UK interest rates cut to 4% in tight decision

UK interest rates

The Bank of England has narrowly voted to cut interest rates, a knife-edge decision that required a second ballot.

The base rate has been reduced by a quarter of a percentage point, from 4.25% to 4%, marking the fifth cut since last August. However, the historic second vote taken by policymakers suggests that decisions on future rate cuts will be more finely balanced amid fears that inflation could rise again.

The rate reduction may lead to lower monthly payments for some homeowners, but it will mean poorer returns for savers.

According to the Bank's Monetary Policy Report, inflation is forecast to hit 4% in September. That is double the Bank's target and higher than the 3.8% rate predicted in its May report. Andrew Bailey, the Governor of the Bank of England, said the decision was ‘finely balanced’.

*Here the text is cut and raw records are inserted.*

Issue #3818, opened 2022-09-09
Discuss/document bond duplicate behaviour 


hmacdope:
In the course of moving forward on #3777 the question of what to do with duplicate bond entries has come up. 

The key problem is that this is a valid input for adding bonds:

```python
u.add_bonds([[0,1], [1,0]], types=[1, 2], order=['single', 'double'])
```
Where you can have a bond of the same index but different auxiliary values (types, orders, guesses).  Only the **first** bond entry is stored as far as I can tell  in the process of de-duplication when the `TopologyGroup` is constructed.

@richardjgowers and I discussed raising an error on duplicate entry in one of our meetings but this would be an API break from the current behaviour which is to remove duplicate entries preserving the first entry.  This behaviour has a test `core/test_universe.py::TestAddTopologyObjects::test_add_reversed_duplicates` and about 50 other tests fail if you enforce duplication==error. 

Currently the approach taken in #3777 matches this behaviour but as far as I can see there is not clear documentation of this behaviour (which entry will be removed). 

The docs currently  have the rather cryptic "Only one of the two permutations is stored, typically the one with the lower atom number first."  in the developer notes and the following in the `TopologyGroup` docstring "Duplicate entries are automatically removed upon creation and combination of different Dicts. This means a bond between atoms 1 and 2 will only ever appear once in a dict despite both atoms 1 and 2 having the bond in their bond attribute."
 At least that was all that I could see about duplicate bonds. 

My main points/questions are.

-  Do we want the current behaviour to maintained in the short term (#3777)?
-  Do we want to preserve this behaviour long term (think 3.0)?
- Regardless we should document more clearly that this is what happens when duplicate entries are added IMO?

My instinct is to move forward with the current system to avoid and API break and potentially change behaviour if desired in 3.0?

## Code to reproduce the behavior ##

Minimal example

``` python
import MDAnalysis as mda
from MDAnalysisTests import make_Universe
u = make_Universe()
u.add_bonds([[0, 1], [1, 0]], ['0', '1'], [False, True], ['do', 're'])
tg = u.bonds
tg._bondtypes # equal to 0
tg._guessed # equal to False
tg._order # equal to 'do'

# ... the same can be done with equivalent indices eg [[0,1],[0,1]]
# ... or with the ordering reversed [[1,0], [0,1]]
```

orbeckst:
I would have thought that adding a duplicate bond should raise an exception.

[...]

PR #4003, opened 2023-01-20
Resolve wrongly merging bond/angle/dihedral types

### LINKED ISSUE #4001: LAMMPS bond/angle/dihedral types are wrongly deleted
## Expected behavior ##

Correct number of bond/angle/dihedral types are written to lammps data file.

## Actual behavior ##

Method, core.topologyobjects._removeDupes(), wrongly removes bond/angle/dihedral types. This function is written for cases where the bond/angle/dihedral types are defined as a tuple of atom types, so that if both bond (1,2) and (2,1) are present, the two will be merged. However, in lammps the types are defined as integers in string format, so if there are more than 20 types, then bond 12 and 21 will be merged.

jaclark5:
Fixes #4001

 - if statement before calling _removeDupes() to make sure the bond/angle/dihedral type names are tuples, otherwise this step is skipped.

PR Checklist
------------
 - [X] Tests?
 - [NA] Docs?
 - [X] CHANGELOG updated?


hmacdope (changes requested):
@jaclark5 sorry I have been so slow to review. Would you be able to add a test to check the new behaviour is correct?

jaclark5:
I could use some help understanding why the test I wrote isn't working. Basically I import a LAMMPS data file with 22 bond types. 

1. The first assertion confirms that there are indeed 22 bond types since the bond types aren't defined with tuples an _removeDupes is not called. 
2. I then call `universe.atoms.bonds.topDict._removeDupes()` which will combine bond type 12 and bond type 21 to return 21 bond types. I then assert that the number of bonds does not equal 22.

However, it seems that the `TopologyDict` attribute `dict` doesn't actually update to reflect the changes made in step 2.
I added some print statements to the TopologyDict to try to debug this, here is the output from `pytest test_topologyobjects.py::TestTopologyGroup::test_bond_no_reversal -vvv`
```
Creating a TopologyDict Instance
Initiating TopologyDict
topDict.keys:         topDict id: 4589672672, topDict.dict id: 4590454144, len(topDict.dict.keys()): 22
Creating a TopologyDict Instance
Initiating TopologyDict
topDict._removeDupes: topDict id: 4589672672, topDict.dict id: 4589549056, len(topDict.dict.keys()): 21
Creating a TopologyDict Instance
Initiating TopologyDict
topDict.keys:         topDict id: 4589672672, topDict.dict id: 4590379904, len(topDict.dict.keys()): 22
```

Edit: I figured it out, it appears that the class is reinitiated every time the bond types are called. Probably because `TopologyGroup.topDict` returns `TopologyDict(self)` instead of checking if it exists. This is a separate issue, should I raise it?

hmacdope:
I think `bondDict` and its cacheing is due to be removed with #3777, but I agree this is perhaps a bit of a "dark-arts" part of MDAnalysis. Well done for figuring out your issue.

There is also the related issue of the current system of bonds and even the solution in #3777 only retaining one bond with identical  indices (eg only one of 1-2 or 2-1 can exist). This is documented in #3818  and I have been meaning to get on with it as it is definately an issue. I think the semi-conclusion  we came to last time was that this is a topology parser issue, IE the parser should sort out the bonds so that there are no duplicates. 

Sorry for the info dump but thought I would help out with some context.

jaclark5:
I'm not sure it will since that PR doesn't touch topologyobjects.py. The issue is that `TopologyGroup.topDict` is supposed call `TopologyDict` and then cache it so that it doesn't keep reinitiating a new instance. This could be resolved by setting something like `self._topDict = None` in `TopologyGroup.__init__` and then changing `TopologyGroup.topDict` from:
```
@property
@cached('dict')
def topDict(self):
    return TopologyDict(self)
```
to
```
@property
def topDict(self):
    if self._topDict is None:
        self._topDict = TopologyDict(self)
    return self._topDict
```

or just initiate topDict in `TopologyGroup.__init__`... but I haven't looked through to understand the order of operations that would justify the current pattern with a cached method acting as an attribute instead of defining an attribute to begin with.

package/MDAnalysis/core/topologyobjects.py
```diff
@@ -462,6 +464,7 @@ def _removeDupes(self):
                 newdict[k[::-1]] += self.dict[k]
 
         self.dict = newdict
+        print("topDict._removeDupes: topDict id: {}, topDict.dict id: {}, len(topDict.dict.keys()): {}".format(id(self), id(self.dict), len(self.dict)))
```
hmacdope: remove

package/MDAnalysis/core/topologyobjects.py
```diff
@@ -473,6 +476,7 @@ def __len__(self):
 
     def keys(self):
         """Returns a list of the different types of available bonds"""
+        print("topDict.keys:         topDict id: {}, topDict.dict id: {}, len(topDict.dict.keys()): {}".format(id(self), id(self.dict), len(self.dict)))
```
hmacdope: Remove

package/MDAnalysis/core/topologyobjects.py
```diff
@@ -656,6 +660,7 @@ def topDict(self):
 
         .. versionadded 0.9.0
         """
+        print("Creating a TopologyDict Instance")
```
hmacdope: Remove

hmacdope (changes requested):
I think this seems reasonable approach for now, I guess you found that the original setup is error prone and likely still is, but this is a step in the right direction

jaclark5:
Hey @hmacdope, I was wrong, the issue isn't that the `TopologyDict` isn't caching correctly in the `TopologyGroup`, but instead that `topologyattrs._Connection.get_atoms` reinitializes the `TopologyGroup` every time you call the `AtomGroup.bonds` and this is not resolved in #3777 but it could be. Once that is resolved and pushed my tests will pass.

hmacdope:
@jaclark5 do we still need #3777 or is this now ready for a seperate review? I think the approach taken here can stand on its own. :)

package/MDAnalysis/core/topologyobjects.py
```diff
@@ -445,7 +445,8 @@ def __init__(self, topologygroup):
             except KeyError:
                 self.dict[btype] = [b]
 
-        self._removeDupes()
+        if self.dict and isinstance(list(self.dict.keys())[0], tuple):
```
hmacdope, line 455: Comment here as to why the `if` is needed would be good.

testsuite/MDAnalysisTests/core/test_topologyobjects.py
```diff
@@ -300,6 +301,12 @@ def test_bond_reversal(self, PSFDCD, b_td):
         tg2 = b_td[b[::-1]]
         assert tg1 == tg2
 
+    def test_bond_no_reversal(self):
```
hmacdope, line 307: Again a quick comment on why this tests what it tests, eg `21` vs `12`.

hmacdope (changes requested):
Two small comments but other than that I am happy.

hmacdope (approved):
Thanks @jaclark5 for the fantastic work!

hmacdope:
@MDAnalysis/coredevs any chance anyone can take a quick peek here also?

jaclark5:
> @jaclark5 do we still need #3777 or is this now ready for a seperate review? I think the approach taken here can stand on its own. :)

@hmacdope Not anymore. I had another test that I removed that also removed that dependency. This other test would call `universe.atoms.bonds.topdict._removeDupes()` and then again call `universe.atoms.bonds.topdict.types()` to show that bond types 12 and 21 were combined. However it failed since calling `universe.atoms.bonds.topdict._removeDupes()` reinitialized the `topdict` and wouldn't retain the effect of calling `universe.atoms.bonds.topdict._removeDupes()`. 

I think this is still something to think about, since it would slow MDAnalysis down to reinitialize the bonds topdict every time it's called. Should I make it another issue or would you want to incorporate that into #3777 ?

hmacdope:
> > @jaclark5 do we still need #3777 or is this now ready for a seperate review? I think the approach taken here can stand on its own. :)
> 
> @hmacdope Not anymore. I had another test that I removed that also removed that dependency. This other test would call `universe.atoms.bonds.topdict._removeDupes()` and then again call `universe.atoms.bonds.topdict.types()` to show that bond types 12 and 21 were combined. However it failed since calling `universe.atoms.bonds.topdict._removeDupes()` reinitialized the `topdict` and wouldn't retain the effect of calling `universe.atoms.bonds.topdict._removeDupes()`.
> 
> I think this is still something to think about, since it would slow MDAnalysis down to reinitialize the bonds topdict every time it's called. Should I make it another issue or would you want to incorporate that into #3777 ?

@jaclark5 raise an issue, I think we can just move forward with this as it is :)

jaclark5:
@MDAnalysis/coredevs I would appreciate another review :)

hmacdope:
@MDAnalysis/coredevs can I get another set of eyes here? If no action in a week I will just go ahead. Sorry we have been a bit slow @jaclark5.

hmacdope:
Cycling CI for aarch.

package/CHANGELOG
```diff
@@ -35,6 +35,7 @@ Deprecations
  * 2.5.0
 
 Fixes
+  * Fix deletion of bond/angle/dihedral types (PR #4003, Issue #4001)
```
hmacdope: @jaclark5 can you move this to 2.6.0?

hmacdope (changes requested):
@jaclark5 just need to move some CHANGELOG entry to 2.6.0

hmacdope:
@IAlibay can I safely ignore CI failure here?

IAlibay:
> @IAlibay can I safely ignore CI failure here?

Ahh sorry for the delay, I thought I had seen a notification come through 😅 

Yeahhh ignore it here, it's not relatetd to this code. It's because of the 1.1 release of contourpy from ~ 3 days ago and the fact that we annoyingly still support 32bit... I'll open a PR.

hmacdope (approved):
Thanks so much @jaclark5! Great work as always. Great to finally get it in.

‘Interest rates are still on a downward trend,’ he said, adding that any future cuts ‘must be gradual and carefully considered.’

Businesses informed the Bank that significant increases in National Insurance Contributions and the national living wage since April have added up to 2% to food prices. The Bank also noted that adverse weather conditions globally had raised the cost of commodities such as beef, coffee, and cocoa. However, businesses told the Bank that labour costs ‘will continue to drive up food prices in the second half of the year,’ and that new packaging legislation will also come into force.

To manage these rising costs, some businesses said they were considering letting employees go. They also reported that customers were ‘trading down’ by purchasing own-brand products instead of branded ones, opting for cheaper cuts of meat, and buying food staples in larger value packs.

At 4%, interest rates are now at their lowest level since March 2023. This will benefit borrowers, particularly the 600,000 people with tracker mortgages, who will see an immediate drop in their monthly repayments. According to the financial services firm Moneyfacts, the latest cut means that repayments on an average variable-rate mortgage of £250,000 over 25 years will fall by about £40 per month.


 

‘We are still a little bit anxious about the future’

 

However, many homeowners are having to remortgage this year at much higher rates. Adam Christie recently renewed his mortgage, switching from a five-year fixed term at 1.8% to a new two-year term with a rate of 3.33%.

‘It was a major jump, but not as much as we were worried about,’ he told the BBC. Mr Christie had been budgeting for a £200-per-month increase, but his repayments have gone up by around £100. While he calls this ‘the best of a bad situation,’ he admits to feeling uncertain.

‘We're still a little worried about the future and what it could hold. They might go up again. But I suppose only time will tell,’ he said.

Chancellor Rachel Reeves said the rate cut was ‘welcome news’ that would ‘help bring down the cost of mortgages and loans for families and businesses.’

However, Shadow Chancellor Mel Stride argued that interest rates ‘should be falling faster now,’ adding: ‘Rates are only starting to fall now to help the poor economy that Rachel Reeves has created.’

Daisy Cooper, the Liberal Democrat Treasury spokesperson, said the cut ‘would have happened months earlier if the government wasn't being a roadblock to growth.’

The Bank's Monetary Policy Committee was split on the decision. Four members voted for the cut, four voted to hold rates, and one, Alan Taylor, voted for a steeper cut. The Bank is now forecasting that GDP figures for the April-to-June quarter, due next week, will show a dramatic slowdown to just 0.1% growth. It added, however, that the government's trade agreement with the United States should help boost exports and the wider economy later this year.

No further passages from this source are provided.